The confusion matrix is a table that shows the number of true positives, true negatives, false positives, and false negatives for each class.


# Evaluate the model
print("Accuracy: {:.2f}%".format(100 * accuracy_score(y_test, y_pred)))
Accuracy: 97.01%
print("Precision: {:.2f}%".format(100 * precision_score(y_test, y_pred, average='weighted')))
Precision: 97.20%
print("Recall: {:.2f}%".format(100 * recall_score(y_test, y_pred, average='weighted')))
Recall: 97.01%
print("F1 score: {:.2f}%".format(100 * f1_score(y_test, y_pred, average='macro')))
F1 score: 97.00%
print("Confusion Matrix:\n", confusion_matrix(y_test, y_pred))
Confusion Matrix:
 [[31  0  0]
 [ 2 16  0]
 [ 0  0 18]]

We can see that our model has an accuracy of 97%, which means it correctly classified 97% of instances. The precision and recall scores are also high, indicating that our model performed well in classifying instances for each class. The confusion matrix provides us with more detailed information about the number of correctly and incorrectly classified instances for each class.

Let’s take a look at the decision tree we made.


# Visualize the decision tree
dot_data = export_graphviz(tree, out_file=None, 
                           feature_names=data_final_vars,  
                           class_names=['Adelie', 'Chinstrap', 'Gentoo'],  
                           filled=True, rounded=True,  
                           special_characters=True)  

graph = graphviz.Source(dot_data)  

# create the plot as a png file on your directory
#graph.render("penguins_decision_tree.png") 

Each box is called ‘node’, the node shows the rules and the subsets created, it comes together with Gini index, so we can track how pure each node gets.

Let’s take a better look at the Gini index: \[ Gini = 1 - \sum_{i=1}^c (p_i)^2 \]

Where:

  • \(c\) is the number of classes in the target variable

  • \(p_i\) is the proportion of observations belonging to class i in the node

The Gini index ranges from 0 to 1, where a Gini index of 0 means all observations in the node belong to the same class (pure node), and a Gini index of 1 means that the node contains an equal proportion of observations from each class (impure node).
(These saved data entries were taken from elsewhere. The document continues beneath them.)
PR #6276, opened 2022-10-10
[RFC] Beginning of autofix printing statistics

nmote:
The goal here is to record autofix printing statistics, like we do parsing statistics. We want to look over rules repositories (starting with semgrep-rules), run all the rules that have both a `fix` field and a test case, and measure what fraction of them semgrep-core is able to render a fix for.

I'm requesting feedback on this early because I'm uncertain of my decision to implement this in Bash. I thought it would be a quick and dirty script but it quickly became challenging to write and read. Maybe that's okay since it's not likely to change very often, and isn't part of production, but I'm not sure.

Should I:

1. Finish this Bash script, add comments, and improve names, then add a Python script like `parsing-stats/upload-parsing-rates` to upload the statistics
2. Rewrite this in Python
3. Put as much of this in OCaml as I can, like is done for parsing stats

I am leaning towards (1) or (2) but I would appreciate feedback

PR checklist:

### DIFF
--- a/autofix-printing-stats/.gitignore
+++ b/autofix-printing-stats/.gitignore
@@ -1,0 +1,2 @@
+tmp
+stats.json
--- a/autofix-printing-stats/projects.txt
+++ b/autofix-printing-stats/projects.txt
@@ -1,0 +1,1 @@
+https://github.com/returntocorp/semgrep-rules.git
--- a/autofix-printing-stats/run
+++ b/autofix-printing-stats/run
@@ -1,0 +1,141 @@
+#!/usr/bin/env bash
+#
+# Fetch repositories containing Semgrep rules and test cases, run Semgrep over
+# those with `fix` properties, and gather stats on how many fixes are
+# successfully rendered by semgrep-core.
+
+set -eu -o pipefail
+progname=$(basename "$0")
+
+usage() {
+  cat <<EOF
+Usage: $progname [--upload]
+
+Expects:
+- semgrep-core command must be available
+
+Produces stats.json.
+
+Example: $progname
+EOF
+}
+
+echo using `which semgrep-core`
+
+projects_file=projects.txt
+
+fetch_project_files() {
+  # Note that project names are not unique
+  project=$(basename "${url%.git}")
+  org=$(basename $(dirname "${url%.git}"))
+  name="$org-$project"
+  project_list+=" $name"
+
+  mkdir -p tmp
+  (
+    cd tmp
+    if [[ ! -d "$name" ]]; then
+      echo "Cloning '$name' from '$url'."
+      # Since we do not care about revision history or
+      # Git Large File Storage files, we can shallow clone
+      # and ignore LFS pointers to expedite cloning.
+      GIT_LFS_SKIP_SMUDGE=1 git clone --depth 1 "$url" "$name"
+    else
+      echo "Using local git repo for '$name'."
+      origin_url=$(git -C "$name" remote get-url origin)
+      if [[ "$url" != "$origin_url" ]]; then
+        cat >&2 <<EOF
+Wrong remote URL found in cloned repository '$name':
+  found $origin_url
+  expected $url
+Check that you don't have two project URLs with the same repo name.
+EOF
+        exit 1
+      fi
+    fi
+  )
+}
+
+path_to_lang() {
+  path=$1
+  ext="${path##*.}"
+  lang=""
+  case $ext in
+    py)
+      lang=python
+  esac
+}
+
+record_results() {
+  lang=$1
+  all=$2
+  successes=$3
+  if [[ ! ( -v totals_by_language[$lang] ) ]] ; then
+    totals_by_language[$lang]=0
+  fi
+  if [[ ! ( -v successes_by_language[$lang] ) ]] ; then
+    successes_by_language[$lang]=0
+  fi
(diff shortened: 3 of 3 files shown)


aryx:
maybe @mjambon has an opinion on this given his experience writing the parsing stats in the first place.

aryx:
I would vote for 3, but really I think you should do whatever you think is best.

nmote:
The reason I'm reluctant to do (3) is because all the information needed to compute these stats is already available from semgrep-core's normal output, unlike for parsing where we actually do need to modify semgrep-core. Since we can accomplish this without actually changing the binary that we ship to production, I'd slightly prefer to do this elsewhere.

emjin:
> Maybe that's okay since it's not likely to change very often, and isn't part of production, but I'm not sure.

I actually think it's less okay because it's not likely to change very often. It means that people are likely to forget how the script works and maintaining it becomes really annoying. I would vote for either 2 or 3 with a preference for 3.

Alternatively, is there a 4th option of writing the script separately but in OCaml? I did that for the `examples-annotations` benchmark and the experience was actually really nice; the smoothest coding experience I've ever had. And we'd have types :D

mjambon:
Overall, I concur with @emjin and @pad.

Bash
--

Bash is hard to learn, it's limited in features, and more importantly, It's not reasonable to expect our team members to be highly proficient in Bash. Note that most people think they know how to write shell scripts because they use the shell interactively all the time but they don't. That said, I tend to use Bash a lot for tasks that involve mostly calls to external programs and moving files around. The advantages I find are that Bash is pre-installed everywhere (although if you want the modern features, it gets problematic on MacOS because it comes by default with an antiquated version) and that I can quickly make a script that works, that's safe, and that's reasonably easy to read.

Python
--

I never found that Python was a good companion to OCaml like Bash because there's a lot of overlap in the features they offer and both require heavy tooling. However, if our primary language was Python, I think I would not hesitate to advocate for Python instead of Bash in pretty much all situations. What I don't like in Python as a replacement for shell scripts is:

1. It comes with a massive runtime, possibly in the wrong version (python 2 vs. 3).
2. It doesn't have a convenient syntax to call external commands, redirect IOs, etc. For example, to call `ls` in Bash, you just write `ls`. Python, OCaml, heck even Perl doesn't have that.

(1) is not a problem at all if you already have a whole Python environment set up. (2) is a somewhat minor issue. It makes code more verbose but in exchange, it's not mysterious to readers who don't know shell syntax but know Python. However, we're not a team of expert Python programmers. Unlike many people, I don't think it's reasonable to expect all OCaml programmers to be competent in Python and its ecosystem. There are more interesting languages and platforms out there, in my opinion.

My inclination is to have one language per project since each project is managed by a team and it's important that all team members have some control over all parts of the project. If there were a separate project for running parsing stats or autofix stats and it was justified because it's maintained by a separate team with separate concerns, then they should probably use the most appropriate tool for the job, be it Python or something else.

OCaml
--

OCaml could be decent for writing programs that make a lot of external command calls and deal with files a lot. The benefit of static typing for small programs without advanced data structures is mild. The main benefit of writing all our "scripts" in OCaml would be that everyone on the team that manages the semgrep repo is familiar with OCaml and the tools. Maybe our OCaml scripts would be not the shortest or not the most readable by a non-OCaml programmer, but they would be easy to maintain using the usual toolchain. Type `make` and `make test` and have everything typechecked, built, and tested, without having to think differently about any of that.

What's lacking in OCaml is a standard way of writing the equivalent of shell scripts. Not having a standard way of doing X is a common issue in OCaml and not something that stops the average OCaml programmer. We can adopt third-party libraries to deal with shell-like problems (running external commands, IO redirections) or even make our own. It's not that hard.

The conclusion for OCaml is the same as for Python. I think it makes more sense to have a whole project in the same language. Anything written in secondary languages will tend to get outdated faster due to the lack of investment of the team in these languages.

OCaml tools
--

I personally have made a few attempts to do shell-like programming in OCaml:
* [ocamlscript](https://github.com/ocaml-community/ocamlscript): is for writing single-file OCaml programs that are compiled to native code and don't require a knowledge of a build system. I haven't used it since I stopped doing bioinformatics 15 years ago. I don't think the feature it offers is valuable to us since we don't mind having build and test steps and a whole project setup.
* A hypothetical language that would allow embedding shell code in OCaml and vice-versa, transpiling everything to pure OCaml: https://gist.github.com/mjambon/bb07b24f89fa60c973735307ce9c6cb9

There are of course libraries that people have made to facilitate shell-like programming in OCaml. This would require some research. Something like [Feather](https://github.com/charlesetc/feather) could be useful or maybe just what we need.

Conclusion
--

* I would favor investing in tooling for writing shell-like scripts in OCaml within the semgrep repo rather than Bash or Python, for better, happier maintenance.
* Correct me if I'm wrong but I don't think there's an emergency in moving away from either Bash or Python.
* I volunteer to set up something that allows us to write shell-like scripts in OCaml, which would be developed like the OCaml code in semgrep-core but would result in separate binaries.
* Being able to call semgrep-core as a function that takes a `Runner_config.conf` object would be handy.

brandonspark:
I cannot read Bash so I vote for 2 or 3

nmote:
Thanks everyone for your great input! I am convinced that I should do this in OCaml. I won't make it part of semgrep-core, but instead will just write a standalone script. I would like to take @mjambon up on his offer to create tooling to support this, but for now I will probably just write this as a single file that can be run directly with `ocaml`.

In general, a lower Gini index indicates a better split for the decision tree.

You got it! We’ve covered a lot of ground in this post, from exploring our dataset and identifying key features, to preprocessing our data and training a decision tree model to predict penguin species. And the best part? Our model performed really well. Next we will talk about random forest, until then, keep coding!